═══ SUPPLIED RECORDS ═══

PR #100, opened 2017-07-06
Custom stream settings

yinzara:
I took some of your ideas from your rtmp-settings branch and combined them with my prior changes.  Your access of the service configuration via the output stream was actually not required (see the code changes),

I decided to simplify some of the names of things and just go with "StreamSettings" as the term used in the protocol in the tab inside OBS Studio settings is called "Stream".

I have added GetStreamSettings, SetStreamSettings, and SaveStreamSettings requests (the "SaveStreamSettings" can also be achieved with a  'save' request parameter on the SetStreamSettings call).  This allows you to (on disk or only in memory) change the streaming server settings. SetStreamSettings takes in the same structure as the response from GetStreamSettings and also supports "patch" like operations as it allows you to only specify some settings (as long as you don't change the 'type') and the rest get taken from the current streaming server settings.  The primary use of these methods would be to support a configuration dialog remotely. Unfortunately there is still no way of getting the possible settings for the rtmp_common type to render a dialog remotely (i.e. what's in the services.json file in obs-studio), but maybe we can add them in a future revision.

I also opted to enhance StartStreaming and StartStopStreaming to support a new 'stream' (similar to 'with_settings' in your branch) parameter that has the exact same structure as the request from SetStreamSettings.  The 'stream' parameter also supports a "metadata" parameter as well that enhances the query string of the 'key' passed to the streaming server to allow you to specify additional metadata about the stream (I even dealt with percent encoding in case your values include bad characters).  Servers like Red5 allow you to read these as "parameters" of the stream.

This should make your rtmp-settings branch obsolete as I've incorporated everything you were doing there into this pull request.

### DIFF
--- a/Utils.cpp
+++ b/Utils.cpp
@@ -20,6 +20,7 @@ with this program. If not, see <https://www.gnu.org/licenses/>
 #include <obs.hpp>
 #include <QMainWindow>
 #include <QDir>
+#include <QUrl>
 #include "Utils.h"
 #include "obs-websocket.h"
 
@@ -464,4 +465,56 @@ bool Utils::SetRecordingFolder(const char* path)
 
 	config_save(profile);
 	return true;
+}
+
+QString* Utils::ParseDataToQueryString(obs_data_t * data) {
+	QString * query = nullptr;
+	if (data) {
+		obs_data_item_t * item = obs_data_first(data);
+		if (item) {
+			query = new QString();
+			bool isFirst = true;
+			do {
+				if (!obs_data_item_has_user_value(item)) {
+					continue;
+				}
+				if (!isFirst) {
+					query->append('&');
+				} else {
+					isFirst = false;
+				}
+				const char * attrName = obs_data_item_get_name(item);
+				query->append(attrName).append("=");
+				switch (obs_data_item_gettype(item)) {
+					case OBS_DATA_BOOLEAN:
+						query->append(obs_data_item_get_bool(item)?"true":"false");
+						break;
+					case OBS_DATA_NUMBER:
+						switch (obs_data_item_numtype(item)) {
+							case OBS_DATA_NUM_DOUBLE: {
+								double value = obs_data_item_get_double(item);
+								query->append(QString::number(value));
+								break;
+							}
+							case OBS_DATA_NUM_INT: {
+								long long value = obs_data_item_get_int(item);
+								query->append(QString::number(value));
+								break;
+							}
+							case OBS_DATA_NUM_INVALID:
+								break;
+						}
+						break;
+					case OBS_DATA_STRING:
+						query->append(QUrl::toPercentEncoding(QString(obs_data_item_get_string(item))));
+						break;
+					default:
+						//other types are not supported
+						break;
+				}
+			} while ( obs_data_item_next( &item ) );
+		}
+	}
+	
+	return query;
 }
--- a/Utils.cpp
+++ b/Utils.cpp
@@ -467,40 +467,42 @@ bool Utils::SetRecordingFolder(const char* path)
 	return true;
 }
 
-QString* Utils::ParseDataToQueryString(obs_data_t * data) {
-	QString * query = nullptr;
-	if (data) {
-		obs_data_item_t * item = obs_data_first(data);
-		if (item) {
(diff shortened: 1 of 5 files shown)


Palakis:
> Your access of the service configuration via the output stream was actually not required (see the code changes),

This was done that way because `rtmp-settings` was a hack for when OBS' Frontend API had no method to get/set/save streaming settings. At the same time I had submitted a PR to add these to the frontend API.

Palakis:
> Unfortunately there is still no way of getting the possible settings for the rtmp_common type to render a dialog remotely (i.e. what's in the services.json file in obs-studio), but maybe we can add them in a future revision.

https://github.com/Palakis/obs-websocket/blob/rtmp-settings/WSRequestHandler.cpp#L922-L978

Utils.cpp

═══

ASSIGNMENT. While keeping every line the same, please copy out all the records.

ANSWER.
PR #100, opened 2017-07-06
Custom stream settings

yinzara:
I took some of your ideas from your rtmp-settings branch and combined them with my prior changes.  Your access of the service configuration via the output stream was actually not required (see the code changes),

I decided to simplify some of the names of things and just go with "StreamSettings" as the term used in the protocol in the tab inside OBS Studio settings is called "Stream".

I have added GetStreamSettings, SetStreamSettings, and SaveStreamSettings requests (the "SaveStreamSettings" can also be achieved with a  'save' request parameter on the SetStreamSettings call).  This allows you to (on disk or only in memory) change the streaming server settings. SetStreamSettings takes in the same structure as the response from GetStreamSettings and also supports "patch" like operations as it allows you to only specify some settings (as long as you don't change the 'type') and the rest get taken from the current streaming server settings.  The primary use of these methods would be to support a configuration dialog remotely. Unfortunately there is still no way of getting the possible settings for the rtmp_common type to render a dialog remotely (i.e. what's in the services.json file in obs-studio), but maybe we can add them in a future revision.

I also opted to enhance StartStreaming and StartStopStreaming to support a new 'stream' (similar to 'with_settings' in your branch) parameter that has the exact same structure as the request from SetStreamSettings.  The 'stream' parameter also supports a "metadata" parameter as well that enhances the query string of the 'key' passed to the streaming server to allow you to specify additional metadata about the stream (I even dealt with percent encoding in case your values include bad characters).  Servers like Red5 allow you to read these as "parameters" of the stream.

This should make your rtmp-settings branch obsolete as I've incorporated everything you were doing there into this pull request.

### DIFF
--- a/Utils.cpp
+++ b/Utils.cpp
@@ -20,6 +20,7 @@ with this program. If not, see <https://www.gnu.org/licenses/>
 #include <obs.hpp>
 #include <QMainWindow>
 #include <QDir>
+#include <QUrl>
 #include "Utils.h"
 #include "obs-websocket.h"
 
@@ -464,4 +465,56 @@ bool Utils::SetRecordingFolder(const char* path)
 
 	config_save(profile);
 	return true;
+}
+
+QString* Utils::ParseDataToQueryString(obs_data_t * data) {
+	QString * query = nullptr;
+	if (data) {
+		obs_data_item_t * item = obs_data_first(data);
+		if (item) {
+			query = new QString();
+			bool isFirst = true;
+			do {
+				if (!obs_data_item_has_user_value(item)) {
+					continue;
+				}
+				if (!isFirst) {
+					query->append('&');
+				} else {
+					isFirst = false;
+				}
+				const char * attrName = obs_data_item_get_name(item);
+				query->append(attrName).append("=");
+				switch (obs_data_item_gettype(item)) {
+					case OBS_DATA_BOOLEAN:
+						query->append(obs_data_item_get_bool(item)?"true":"false");
+						break;
+					case OBS_DATA_NUMBER:
+						switch (obs_data_item_numtype(item)) {
+							case OBS_DATA_NUM_DOUBLE: {
+								double value = obs_data_item_get_double(item);
+								query->append(QString::number(value));
+								break;
+							}
+							case OBS_DATA_NUM_INT: {
+								long long value = obs_data_item_get_int(item);
+								query->append(QString::number(value));
+								break;
+							}
+							case OBS_DATA_NUM_INVALID:
+								break;
+						}
+						break;
+					case OBS_DATA_STRING:
+						query->append(QUrl::toPercentEncoding(QString(obs_data_item_get_string(item))));
+						break;
+					default:
+						//other types are not supported
+						break;
+				}
+			} while ( obs_data_item_next( &item ) );
+		}
+	}
+	
+	return query;
 }
--- a/Utils.cpp
+++ b/Utils.cpp
@@ -467,40 +467,42 @@ bool Utils::SetRecordingFolder(const char* path)
 	return true;
 }
 
-QString* Utils::ParseDataToQueryString(obs_data_t * data) {
-	QString * query = nullptr;
-	if (data) {
-		obs_data_item_t * item = obs_data_first(data);
-		if (item) {
(diff shortened: 1 of 5 files shown)


Palakis:
> Your access of the service configuration via the output stream was actually not required (see the code changes),

This was done that way because `rtmp-settings` was a hack for when OBS' Frontend API had no method to get/set/save streaming settings. At the same time I had submitted a PR to add these to the frontend API.

Palakis:
> Unfortunately there is still no way of getting the possible settings for the rtmp_common type to render a dialog remotely (i.e. what's in the services.json file in obs-studio), but maybe we can add them in a future revision.

https://github.com/Palakis/obs-websocket/blob/rtmp-settings/WSRequestHandler.cpp#L922-L978

Utils.cpp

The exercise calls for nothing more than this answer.